3 minute read
Oklahoma’s First Model Aviation Town
By Lisa Bradley, Special Collections Librarian
By 1942, city leaders anticipated that Oklahoma City’s population would grow by 50,000 with the addition of two new employers: the Midwest Air Depot and Douglas Aircraft Company. But where would those families live? One man wasn’t concerned. He saw an opportunity long before the Oklahoma City Chamber of Commerce did. That man was W. P. “Bill” Atkinson, a former journalist turned city builder. Atkinson unveiled plans for his model town, the first model town devoted to aviation in Oklahoma—Midwest City.
Construction began on the 168-acre and $4 million new town on March 1, 1942. The plans included 60 rental duplexes and 612 single-family homes to house 2,500 families. These homes would cost between $2,750 and $4,500. Streets were named for aviators and airplanes including Aeronca, Boeing, Curtiss, Lockheed, and Rickenbacker. As an added incentive, prospective home buyers had a new way to buy a home—a loan from the Federal Housing Administration (FHA). These loans, created during the Great Depression, were especially attractive to first-time home buyers as families needed less of a down payment to move into their first home.
Midwest City was planned to be a complete town built on the north side of SE 29th St. for civilian employees of the new Midwest Air Depot and later, the Douglas Aircraft Company. Atkinson’s plan included schools, a retail shopping center, a movie theater and two parks.

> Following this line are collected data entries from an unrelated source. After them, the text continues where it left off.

PR #1780, opened 2021-08-24
Add last modification date to examples of metadata to check for uniqueness

### LINKED ISSUE #1772: [EPUB 3.3 RS] [suggestion] Unique Identifier
The specs say: 

> Determining whether two EPUB Publications with the same Unique Identifier represent different versions of the same publication, or different publications, may require inspecting other metadata, such as the titles or authors. (https://www.w3.org/TR/epub-rs-33/#sec-pkg-doc-pub-identifiers)

Perhaps the date metadata can also be flagged as significant in distinguishing a publication, in particular the [last modified date](https://www.w3.org/TR/epub-33/#sec-metadata-last-modified).

mattgarrish:
Fixes #1772

### DIFF
--- a/epub33/rs/index.html
+++ b/epub33/rs/index.html
@@ -319,7 +319,7 @@
 				<p>Reading Systems SHOULD NOT depend on the <code>unique-identifier</code> attribute being unique to one
 					and only one EPUB Publication. Determining whether two EPUB Publications with the same Unique
 					Identifier represent different versions of the same publication, or different publications, may
-					require inspecting other metadata, such as the titles or authors.</p>
+					require inspecting other metadata, such as the last modification date, titles, and authors.</p>
 			</section>
 
 			<section id="sec-pkg-doc-metadata">


epub33/rs/index.html
```diff
@@ -319,7 +319,7 @@ <h3>Unique Identifier</h3>
 				<p>Reading Systems SHOULD NOT depend on the <code>unique-identifier</code> attribute being unique to one
 					and only one EPUB Publication. Determining whether two EPUB Publications with the same Unique
 					Identifier represent different versions of the same publication, or different publications, may
-					require inspecting other metadata, such as the titles or authors.</p>
+					require inspecting other metadata, such as the last modification date, titles, and authors.</p>
 			</section>
```
iherman, line 323: Just to be picky:-)... shouldn't this be ", or" instead of ", and"?

(I must admit I am often mixed up by the usage of "and" vs. "or" in these types of lists in English...)

iherman (approved):

epub33/rs/index.html
mattgarrish: It's a list of possible choices that can all be used, not an exclusive list of options in which you pick only one. The original wording using "or" makes it sound like you pick one.

iherman: I trust you on that one:-)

In 1943, the first school year for the new town, classes were held in barracks and huts assembled by parents and students. On the first day of September 1944, the students arrived for classes in brand new school buildings: a high school (Midwest City High School) and three grade schools (Midwest City, Sooner and Soldier Creek).

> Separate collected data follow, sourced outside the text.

PR #1783, opened 2021-08-25
Added alt text on the svg images

iherman:
@clapierre, I would appreciate if you looked at these. You have much more experience than I have. 

The figures themselves are in section D.4.1.1.

***
<a href="https://pr-preview.s3.amazonaws.com/w3c/epub-specs/pull/1783.html" title="Last updated on Sep 2, 2021, 1:00 PM UTC (27179e4)">Preview</a> | <a href="https://pr-preview.s3.amazonaws.com/w3c/epub-specs/1783/3cfe077...27179e4.html" title="Last updated on Sep 2, 2021, 1:00 PM UTC (27179e4)">Diff</a>

### DIFF
--- a/epub33/common/css/common.css
+++ b/epub33/common/css/common.css
@@ -350,3 +350,12 @@ div.caution-title > span {
 	color: rgb(140,40,0);
 	text-transform: uppercase;
 }
+
+details.desc {
+	margin-top: -2.5rem !important;
+	margin-left: 3rem !important;
+}
+
+details.desc > summary {
+	text-align: left;
+}
--- a/epub33/core/index.html
+++ b/epub33/core/index.html
@@ -80,21 +80,6 @@
 		}
             };//]]>
       </script>
-	  <style>
-		details.figure {
-			margin-bottom: 0;
-		}
-		details.figure > p {
-			text-align: left;
-			font-size: 80%;
-		}
-		details.figure > summary {
-			list-style: none;
-		}
-		details.figure > summary::-webkit-details-marker {
-			display: none;
-		}
-	  </style>
 	</head>
 	<body>
 		<section id="abstract">
--- a/epub33/core/index.html
+++ b/epub33/core/index.html
@@ -80,6 +80,21 @@
 		}
             };//]]>
       </script>
+	  <style>
+		details.figure {
+			margin-bottom: 0;
+		}
+		details.figure > p {
+			text-align: left;
+			font-size: 80%;
+		}
+		details.figure > summary {
+			list-style: none;
+		}
+		details.figure > summary::-webkit-details-marker {
+			display: none;
+		}
+	  </style>
 	</head>
 	<body>
 		<section id="abstract">
--- a/epub33/core/vocab/rendering.html
+++ b/epub33/core/vocab/rendering.html
@@ -76,10 +76,8 @@
 			<p>The <code>rendition:flow</code> property MUST NOT be declared more than once.</p>
 
 			<figure id="fig-flow-paginated-single">
-				<figcaption>
-					<p>Rendering of an EPUB publication with a single spine item, and with the
-						<code>rendition:flow</code> set to <code>paginated</code>.</p>
-				</figcaption>
+				<figcaption>Rendering of an EPUB publication with a single spine item, and with the
+					<code>rendition:flow</code> set to <code>paginated</code>.</figcaption>
 				<img src="images/Rendering_Paginated_Single_Spine.svg" width="600" aria-details="flow-paginated-single-diagram"
 					alt="The continuous progression of paginated content produced for a single document."/>
 			</figure>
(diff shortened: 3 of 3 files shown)


mattgarrish:
These read a bit more like extended descriptions than alt text to me.

iherman:
> These read a bit more like extended descriptions than alt text to me.

To be honest, I have difficulties to differentiate these in practice... 

An alternative is to move these texts into the `<desc>` element of the SVG (together with a `<title>`. This is a bit uneasy, because if we want to make even the slightest change on the figure (the original is a google doc image) then this step has to be repeated, but that should be o.k. The question is whether accessibility tools would pick up the description from the SVG code; I simply do not know.

Alternatively, one could use the `<details>` element in HTML for this (which we should then do systematically for all possible figures in our specs).

Also, what would be the proper alt text? What else than what is already in the figcaption element?

mattgarrish:
Alt text is normally a brief sentence-length replacement for the image that says what it is without going into all the details of describing it. The captions are, indeed, closer to alt text than the current alt attribute values. The alt is only supposed to allow the user to decide if they want to listen to that fuller explanation, not require they listen to the whole thing before being able to move on (I don't believe you can escape from alt text once it starts being read).

We could use the `details` element to provide the descriptions and wire them up to the images with `aria-details`. That would make them more accessible to anyone, and also avoid their being buried in the svg markup.

But I'll let Charles weigh in with his opinions.

iherman:
Here is a new version. The structure I have used is as follows:

```
<figure role="group">
    <details class="figure">
        <summary>				
           <img src="...." width="600" alt="Rendering…" aria-describedby="paginated_multiple"/>
        </summary>
        <p id="paginated_multiple">Three column-like rectangles…</p>
    </details>
    <figcaption>
        Rendering ...
    </figcaption>
</figure>
```

- the alt text is identical to the `figcaption` text. This violates the DRY principles, but I did not know better; I presume that a missing `alt` or an `alt=""` is not really acceptable, despite `aria-describedby`. 
    - I was actually wondering whether an empty `alt `and an `aria-labelledby` pointing to the `figcaption` would be acceptable 
- I have also added some CSS into the `index.html` file whereby the detail's trigger (usually a small triangle) is hidden. (Clicking on the empty space where it would be still makes it appear, though, except on Safari, where a specific css must be used to get it completely gone. Thanks MDN...:-)

How does this look now? Visually, it is identical to what was before...

clapierre:
Unfortunately I am unable to see the completely rendered page.
looking at the code on my Mac all the svg images are referenced by:
``
which shows a broken image
when I changed the code to (adding "../" in front of the images directory it works
``

Is there a specific Branch I can pull to see this and do we need to add the ../ ?
Hard to figure this all out without it working.
Thanks.

mattgarrish:
@clapierre If you're opening the core spec locally you need to use a web server to view it properly. Respec imports the vocabulary page into the core doc, so the images are not a level above when the document is fully combined (i.e., we'd break our published docs if we changed).

If you set the server root to the /epub33 directory, for example, you should be able to view the full specification using http://localhost/core (swapping /core for any of the other of the specs)

It doesn't look like the aws preview can handle images, either, so if you're stuck without a local server you'll just have to hack the vocabulary page like you've done by referencing up a level.

mattgarrish:
It looks like our low-tech [preview](https://cdn.statically.io/gh/w3c/epub-specs/alt-text-on-svg-images/epub33/core/index.html) option still works.

(Edit: the w3c diff is also busted, so removed that link.)

clapierre:
I agree we Matt we can't repeat the Fig caption in the alt-text description here.  Also since this image is wrapped within a Summary element we are not getting the aria-describedby announced anyways at least not with Voice Over on my Mac.
I say we remove the aria-describedby and change the alt-text description to instead say "Expand / collapse extended description for Figure 1"

I would also move the Caption above the image so that it appears first and then we don't have to repeat anything and can only refer to this extended description by Figure 1 which will make this image description unique.

EG:

> 			<figure>
> 				<figcaption>
> 					Rendering of an EPUB publication with a single spine item, and with the <code>rendition:flow</code> set to <code>paginated</code>.
> 				</figcaption>
> 				<details class="figure">
> 					<summary>				
> 						Expand / Collapse extended description for Figure 1.
> 					</summary>
> 					<p>
> 						Three column-like rectangles linked left-to-middle and middle-to-right with respective arrows,
> 						with a text flowing from one rectangle to the next one. The text is sectioned with headers
> 						figuring 'Chapter 1', '2', and '3'. The leftmost rectangle is enclosed in a schematic view of
> 						a tablet.
> 					</p>
> 				</details>
> 			</figure>

Now if we don't want to hard code "Figure 1" in the alt text maybe we could make it something like
"Expand / collapse extended description for Single Paginated Spine"

GeorgeKerscher:
Recall that having the details inside the figure does not work for Jaws, and IMO they should fix that.

Our recommendation is to have the details outside the figure.

mattgarrish:
I've rearranged the figures to put the captions first and move the description in the details element outside the closing tags.

@clapierre I've rewritten the alt attributes to try and work as non-repetitive alt text, but let me know if you think this is unique enough from the captions or if you have any other ideas on how to phrase them.

clapierre:
The Summary/details should come after the figure not before, if I am seeing it correctly via the diff.  Otherwise rest looks good.

mattgarrish:
Ya, they are after their respective figures now, not before. The diff is a bit weird in showing a piece of the old captions being replaced by the details elements, but the elements are for the figures before.

clapierre:
I think I understand so to be clear we now have the following right?

```
<Figure>
  <Fig Caption/>
  <Image/>
</Figure>
<Summary / Details>
```

mattgarrish:
Right, with aria-details linking from the image to the description.

clapierre:
Great works for me!  Thanks Matt.

clapierre (approved):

Opening in October 1944, the Skytrain Theatre was the first movie theater in Midwest City, and part of Atkinson’s original plan for Atkinson Plaza located directly across 29th St. from the air base. Even the theater was named for an airplane: Skytrain was a nickname for the C-47 (AKA the Gooney Bird) which was built at the Douglas plant across the street. The theater was owned by R. Lewis Barton and his wife Dollye. Their son, Robert served as a radio operator in Northern Italy during WWII and rejoined his dad in the theatre business at the end of the war.

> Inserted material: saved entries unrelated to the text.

PR #1784, opened 2021-08-25
Reading system accessibility section improvements

### LINKED ISSUE #1770: [EPUB 3.3 RS] [question] Relationship to HTML
The specifications say:

> This specification does not require EPUB Reading Systems to support scripting, HTML forms or the HTML DOM. Reading Systems conformant with this specification are only expected to be able to process a conforming EPUB Content Document. As support for scripting and HTML forms is not compulsory, a conformant Reading System may not be a fully-conformant HTML user agent. (https://www.w3.org/TR/epub-rs-33/#rel)

I wonder: can not supporting HTML DOM create problems for accessibility? Maybe for ARIA attributes? Maybe HTML DOM would need to be supported if the application has a viewport?

### LINKED ISSUE #1773: [EPUB 3.3 RS] [suggestion] Metadata lang
I think the [metadata section](https://www.w3.org/TR/epub-rs-33/#sec-pkg-doc-metadata) should say that each metadata element can have an `xml:lang` attribute and that this information should be honored when the metadata is shown to the user (e.g. in the bookshelf view of the application).

mattgarrish:
This PR expands the bullet on bookshelf accessibility to also mention exposing the language of the text and adds a new bullet about exposing the DOM. We already had a bullet about exposing the accessibility tree to the platform APIs, so I think the primary request was already covered in a different manner. But no harm is also suggesting to allow access to the DOM itself, since it provides different information.

Fixes #1770 
Fixes #1773 

- Reading Systems [preview](https://cdn.statically.io/gh/w3c/epub-specs/editorial/rs-a11y-improvements/epub33/rs/index.html)
- Reading Systems [diff](https://services.w3.org/htmldiff?doc1=https://labs.w3.org/spec-generator/%3Ftype=respec%26url=https://w3c.github.io/epub-specs/epub33/rs/index.html&doc2=https://labs.w3.org/spec-generator/%3Ftype=respec%26url=https://cdn.statically.io/gh/w3c/epub-specs/editorial/rs-a11y-improvements/epub33/rs/index.html)

### DIFF
--- a/epub33/rs/index.html
+++ b/epub33/rs/index.html
@@ -1787,7 +1787,7 @@
 					properties [[WAI-ARIA-11]], is exposed to the underlying operating system's accessibility API so
 					that users can fully interact with the content when using assistive technologies.</li>
 				<li>Document Object Model (DOM) &#8212; Provide access to the [[DOM]] of EPUB Content Documents so that
-					users can better understand the semantics and structure.</li>
+					users can investigate the semantics and structure used in the source.</li>
 				<li>Table of Contents &#8212; Ensure that the rendering of the table of contents is accessible to
 					assistive technologies (e.g., that the link text can be read and the links activated).</li>
 			</ul>
--- a/epub33/rs/index.html
+++ b/epub33/rs/index.html
@@ -73,7 +73,7 @@
 				lint: {
 					"wpt-tests-exist": true,
 				}
-			};//]]></script> 
+			};//]]></script>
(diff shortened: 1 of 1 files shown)


GeorgeKerscher:
I think this is fine.

gregoriopellegrino (approved):
Fine for me. Thanks

avneeshsingh:
looks fine.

Although not part of Atkinson’s original plan, by the early 1950s, residents decided the community needed a library. Civic organizations including school PTAs organized book drives and fundraisers. The city responded by designating a city garage at 300 Mid-America as the new library. A 1953 bond issue for “library and jail expansion” passed—the library entrance would be separate from the jail entrance. In March 1955, the first librarian was appointed for the new library—Mrs. Lillian Crumpler. Two thousand library cards were issued in that first year, and 20,591 books were circulated.
In 2001, Midwest City began the process of buying out the businesses and some of the homes in the area to redevelop the land into a new shopping area. Today, the twin water towers, the U-shaped street layout, and the aviation-inspired street names are visible reminders of the area as it was first developed back in 1942.